Collected data entries
# # #
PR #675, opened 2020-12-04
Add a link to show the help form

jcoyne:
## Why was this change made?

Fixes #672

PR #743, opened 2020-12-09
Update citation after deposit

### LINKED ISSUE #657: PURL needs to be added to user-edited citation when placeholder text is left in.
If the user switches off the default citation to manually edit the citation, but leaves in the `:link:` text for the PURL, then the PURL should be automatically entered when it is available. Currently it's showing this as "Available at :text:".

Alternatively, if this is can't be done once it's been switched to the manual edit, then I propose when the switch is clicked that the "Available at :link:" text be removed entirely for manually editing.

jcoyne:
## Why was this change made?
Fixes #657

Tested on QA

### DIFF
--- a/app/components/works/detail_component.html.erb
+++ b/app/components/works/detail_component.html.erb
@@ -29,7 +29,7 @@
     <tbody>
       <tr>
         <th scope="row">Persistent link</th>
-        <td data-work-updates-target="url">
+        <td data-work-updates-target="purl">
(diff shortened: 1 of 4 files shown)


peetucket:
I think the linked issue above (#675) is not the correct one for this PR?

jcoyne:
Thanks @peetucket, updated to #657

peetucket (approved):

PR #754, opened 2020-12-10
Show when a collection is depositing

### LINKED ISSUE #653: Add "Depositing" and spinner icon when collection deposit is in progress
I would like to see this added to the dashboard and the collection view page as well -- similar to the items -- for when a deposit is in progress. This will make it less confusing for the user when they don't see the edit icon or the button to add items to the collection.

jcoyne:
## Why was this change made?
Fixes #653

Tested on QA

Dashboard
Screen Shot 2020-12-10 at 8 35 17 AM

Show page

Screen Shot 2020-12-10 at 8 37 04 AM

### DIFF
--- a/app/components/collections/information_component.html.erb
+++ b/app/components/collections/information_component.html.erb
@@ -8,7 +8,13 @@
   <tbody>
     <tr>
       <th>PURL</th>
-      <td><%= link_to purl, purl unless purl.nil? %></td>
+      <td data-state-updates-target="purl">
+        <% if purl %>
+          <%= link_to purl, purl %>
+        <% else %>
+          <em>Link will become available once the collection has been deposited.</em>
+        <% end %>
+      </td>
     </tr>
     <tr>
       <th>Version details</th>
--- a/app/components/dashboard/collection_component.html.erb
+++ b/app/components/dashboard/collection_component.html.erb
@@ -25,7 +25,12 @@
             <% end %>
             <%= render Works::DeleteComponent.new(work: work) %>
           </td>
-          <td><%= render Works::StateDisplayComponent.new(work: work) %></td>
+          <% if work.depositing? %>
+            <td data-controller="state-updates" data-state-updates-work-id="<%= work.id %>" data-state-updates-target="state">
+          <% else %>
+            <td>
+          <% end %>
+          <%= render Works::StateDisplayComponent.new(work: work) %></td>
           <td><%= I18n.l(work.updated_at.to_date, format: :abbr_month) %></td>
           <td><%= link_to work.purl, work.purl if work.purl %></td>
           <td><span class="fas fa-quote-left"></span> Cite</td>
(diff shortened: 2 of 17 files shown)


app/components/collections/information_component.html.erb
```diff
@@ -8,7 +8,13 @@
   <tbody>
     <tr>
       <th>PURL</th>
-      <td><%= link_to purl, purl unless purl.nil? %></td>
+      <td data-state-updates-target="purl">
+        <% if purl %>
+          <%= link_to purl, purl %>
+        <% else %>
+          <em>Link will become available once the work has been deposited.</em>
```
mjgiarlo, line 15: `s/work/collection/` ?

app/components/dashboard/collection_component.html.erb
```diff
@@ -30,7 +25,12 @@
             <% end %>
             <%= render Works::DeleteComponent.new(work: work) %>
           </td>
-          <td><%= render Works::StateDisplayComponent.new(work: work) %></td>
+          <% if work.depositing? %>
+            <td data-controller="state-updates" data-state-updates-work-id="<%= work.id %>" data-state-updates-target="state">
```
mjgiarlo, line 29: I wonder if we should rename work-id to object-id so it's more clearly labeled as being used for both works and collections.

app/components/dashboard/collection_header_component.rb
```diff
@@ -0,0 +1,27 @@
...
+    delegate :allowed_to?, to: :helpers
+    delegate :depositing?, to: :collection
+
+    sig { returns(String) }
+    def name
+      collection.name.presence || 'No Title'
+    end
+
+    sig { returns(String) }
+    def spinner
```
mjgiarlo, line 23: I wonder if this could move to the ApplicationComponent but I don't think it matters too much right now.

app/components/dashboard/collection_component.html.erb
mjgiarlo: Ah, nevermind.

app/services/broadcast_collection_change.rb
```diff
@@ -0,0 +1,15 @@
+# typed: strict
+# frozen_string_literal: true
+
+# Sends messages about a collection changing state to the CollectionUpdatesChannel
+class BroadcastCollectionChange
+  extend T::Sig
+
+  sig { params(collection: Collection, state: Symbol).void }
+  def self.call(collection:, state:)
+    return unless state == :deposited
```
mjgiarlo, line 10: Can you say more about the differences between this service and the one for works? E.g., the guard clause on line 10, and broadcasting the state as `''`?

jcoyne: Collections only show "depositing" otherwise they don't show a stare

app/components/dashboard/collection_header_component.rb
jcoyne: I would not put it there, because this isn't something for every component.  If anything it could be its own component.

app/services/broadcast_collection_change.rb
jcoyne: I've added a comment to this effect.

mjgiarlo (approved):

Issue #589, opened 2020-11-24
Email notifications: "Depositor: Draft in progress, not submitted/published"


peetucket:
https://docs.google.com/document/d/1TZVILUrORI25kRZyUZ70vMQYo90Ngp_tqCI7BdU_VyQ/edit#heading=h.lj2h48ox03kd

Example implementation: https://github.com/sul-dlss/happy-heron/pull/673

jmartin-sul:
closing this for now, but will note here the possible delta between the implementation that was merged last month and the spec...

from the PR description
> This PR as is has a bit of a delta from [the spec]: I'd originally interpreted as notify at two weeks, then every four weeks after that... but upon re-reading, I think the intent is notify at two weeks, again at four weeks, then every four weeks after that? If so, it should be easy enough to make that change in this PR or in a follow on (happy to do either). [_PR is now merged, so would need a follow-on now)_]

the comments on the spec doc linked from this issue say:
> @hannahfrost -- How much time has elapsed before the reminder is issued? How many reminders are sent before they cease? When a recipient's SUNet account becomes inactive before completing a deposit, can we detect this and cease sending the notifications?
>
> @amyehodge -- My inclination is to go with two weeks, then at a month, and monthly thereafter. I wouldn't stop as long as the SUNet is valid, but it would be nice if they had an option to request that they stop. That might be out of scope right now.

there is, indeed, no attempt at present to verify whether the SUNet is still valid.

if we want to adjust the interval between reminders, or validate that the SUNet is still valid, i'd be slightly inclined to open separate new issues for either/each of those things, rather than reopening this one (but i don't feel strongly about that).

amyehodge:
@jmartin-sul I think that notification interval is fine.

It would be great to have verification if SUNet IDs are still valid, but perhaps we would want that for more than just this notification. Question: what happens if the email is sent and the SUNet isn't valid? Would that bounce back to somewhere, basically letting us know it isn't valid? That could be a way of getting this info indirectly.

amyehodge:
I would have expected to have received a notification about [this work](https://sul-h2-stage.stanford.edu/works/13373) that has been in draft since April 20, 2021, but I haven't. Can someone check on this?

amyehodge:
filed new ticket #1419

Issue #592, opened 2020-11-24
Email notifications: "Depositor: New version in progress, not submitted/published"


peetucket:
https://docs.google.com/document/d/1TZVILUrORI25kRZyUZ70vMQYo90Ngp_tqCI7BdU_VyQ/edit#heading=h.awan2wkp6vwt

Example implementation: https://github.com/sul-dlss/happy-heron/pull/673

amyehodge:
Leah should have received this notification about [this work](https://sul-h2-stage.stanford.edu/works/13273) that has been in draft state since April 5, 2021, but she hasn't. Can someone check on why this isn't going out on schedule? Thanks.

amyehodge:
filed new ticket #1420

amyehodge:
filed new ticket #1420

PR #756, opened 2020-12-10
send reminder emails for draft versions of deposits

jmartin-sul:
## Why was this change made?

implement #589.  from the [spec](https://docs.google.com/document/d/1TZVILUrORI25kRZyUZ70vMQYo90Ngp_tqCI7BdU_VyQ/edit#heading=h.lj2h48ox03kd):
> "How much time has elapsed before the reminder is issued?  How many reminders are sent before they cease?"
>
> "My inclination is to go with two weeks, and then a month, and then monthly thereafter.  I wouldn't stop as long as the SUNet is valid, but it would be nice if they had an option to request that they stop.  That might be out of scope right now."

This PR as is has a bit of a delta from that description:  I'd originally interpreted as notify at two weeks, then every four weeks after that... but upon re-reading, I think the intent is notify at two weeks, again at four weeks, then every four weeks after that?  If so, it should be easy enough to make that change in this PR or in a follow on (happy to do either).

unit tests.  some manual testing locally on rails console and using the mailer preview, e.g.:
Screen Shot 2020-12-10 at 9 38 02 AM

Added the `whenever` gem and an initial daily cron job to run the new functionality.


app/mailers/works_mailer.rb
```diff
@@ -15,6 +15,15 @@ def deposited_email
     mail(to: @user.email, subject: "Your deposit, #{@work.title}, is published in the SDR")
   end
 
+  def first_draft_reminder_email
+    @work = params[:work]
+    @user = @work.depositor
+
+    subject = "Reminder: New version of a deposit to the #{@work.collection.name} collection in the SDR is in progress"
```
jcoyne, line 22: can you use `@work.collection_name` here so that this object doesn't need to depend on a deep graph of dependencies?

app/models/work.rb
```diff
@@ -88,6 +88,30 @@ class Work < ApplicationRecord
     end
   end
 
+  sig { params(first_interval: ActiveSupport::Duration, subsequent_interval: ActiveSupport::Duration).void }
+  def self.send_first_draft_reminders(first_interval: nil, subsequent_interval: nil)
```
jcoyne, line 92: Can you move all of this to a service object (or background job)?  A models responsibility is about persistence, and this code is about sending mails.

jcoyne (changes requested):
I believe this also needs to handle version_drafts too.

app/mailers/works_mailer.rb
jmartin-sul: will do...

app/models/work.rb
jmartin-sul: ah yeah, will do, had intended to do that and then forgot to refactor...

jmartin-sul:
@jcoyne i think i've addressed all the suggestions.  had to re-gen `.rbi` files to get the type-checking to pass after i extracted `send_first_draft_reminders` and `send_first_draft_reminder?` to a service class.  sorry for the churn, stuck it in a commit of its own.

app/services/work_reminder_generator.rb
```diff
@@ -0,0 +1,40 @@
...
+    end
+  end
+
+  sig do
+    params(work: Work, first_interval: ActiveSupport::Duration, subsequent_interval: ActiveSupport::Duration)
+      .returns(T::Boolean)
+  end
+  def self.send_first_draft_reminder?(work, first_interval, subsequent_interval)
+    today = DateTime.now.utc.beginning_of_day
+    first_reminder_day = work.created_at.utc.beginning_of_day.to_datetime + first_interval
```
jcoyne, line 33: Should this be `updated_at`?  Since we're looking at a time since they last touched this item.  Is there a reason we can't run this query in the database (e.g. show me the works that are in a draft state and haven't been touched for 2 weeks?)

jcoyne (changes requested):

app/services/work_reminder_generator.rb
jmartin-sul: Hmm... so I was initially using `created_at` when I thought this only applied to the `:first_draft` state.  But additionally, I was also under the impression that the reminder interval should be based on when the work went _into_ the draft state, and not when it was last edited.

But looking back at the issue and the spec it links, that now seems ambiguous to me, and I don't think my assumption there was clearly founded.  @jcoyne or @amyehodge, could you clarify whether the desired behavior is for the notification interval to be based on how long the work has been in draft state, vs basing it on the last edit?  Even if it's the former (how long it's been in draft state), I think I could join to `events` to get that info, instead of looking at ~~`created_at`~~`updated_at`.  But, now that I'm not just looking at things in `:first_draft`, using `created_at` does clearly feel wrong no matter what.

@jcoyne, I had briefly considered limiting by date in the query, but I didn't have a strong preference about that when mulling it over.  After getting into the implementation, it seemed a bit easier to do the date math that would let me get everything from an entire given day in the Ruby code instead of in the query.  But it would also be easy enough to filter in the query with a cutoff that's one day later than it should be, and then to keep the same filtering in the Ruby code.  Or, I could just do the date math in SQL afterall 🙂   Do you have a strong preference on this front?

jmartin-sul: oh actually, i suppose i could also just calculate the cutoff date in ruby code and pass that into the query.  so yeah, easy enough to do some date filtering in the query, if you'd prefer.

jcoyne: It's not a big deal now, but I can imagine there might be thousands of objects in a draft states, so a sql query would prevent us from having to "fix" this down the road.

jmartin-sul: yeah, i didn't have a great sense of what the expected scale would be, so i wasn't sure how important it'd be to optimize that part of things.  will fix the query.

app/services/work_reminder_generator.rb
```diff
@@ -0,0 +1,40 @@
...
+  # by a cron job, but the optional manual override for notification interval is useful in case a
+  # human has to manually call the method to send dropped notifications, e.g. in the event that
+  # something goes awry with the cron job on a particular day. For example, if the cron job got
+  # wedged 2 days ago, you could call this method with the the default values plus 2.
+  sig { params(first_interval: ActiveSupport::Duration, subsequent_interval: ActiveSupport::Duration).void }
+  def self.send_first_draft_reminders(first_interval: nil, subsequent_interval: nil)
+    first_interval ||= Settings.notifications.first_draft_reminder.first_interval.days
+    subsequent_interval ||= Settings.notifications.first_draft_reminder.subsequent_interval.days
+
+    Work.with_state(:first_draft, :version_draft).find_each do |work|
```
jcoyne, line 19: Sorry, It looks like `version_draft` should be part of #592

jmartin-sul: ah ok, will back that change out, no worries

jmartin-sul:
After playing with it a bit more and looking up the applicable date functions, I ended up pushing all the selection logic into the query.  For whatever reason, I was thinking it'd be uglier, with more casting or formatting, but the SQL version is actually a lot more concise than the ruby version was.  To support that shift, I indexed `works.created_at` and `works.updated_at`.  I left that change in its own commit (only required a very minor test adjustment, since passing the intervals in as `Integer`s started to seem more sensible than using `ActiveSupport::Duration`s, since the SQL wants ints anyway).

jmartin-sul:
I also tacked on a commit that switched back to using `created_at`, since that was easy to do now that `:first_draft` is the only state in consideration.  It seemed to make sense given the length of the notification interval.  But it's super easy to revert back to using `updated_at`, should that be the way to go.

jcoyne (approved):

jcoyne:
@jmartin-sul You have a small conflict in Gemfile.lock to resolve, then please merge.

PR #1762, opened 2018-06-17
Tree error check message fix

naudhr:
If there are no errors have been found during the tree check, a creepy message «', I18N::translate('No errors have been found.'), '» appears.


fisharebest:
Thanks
# # #
§ **What the task asks**
Copy all lines from the entries that contain the word "stanford".

§ **Written solution**
I would have expected to have received a notification about [this work](https://sul-h2-stage.stanford.edu/works/13373) that has been in draft since April 20, 2021, but I haven't. Can someone check on this?
Leah should have received this notification about [this work](https://sul-h2-stage.stanford.edu/works/13273) that has been in draft state since April 5, 2021, but she hasn't. Can someone check on why this isn't going out on schedule? Thanks.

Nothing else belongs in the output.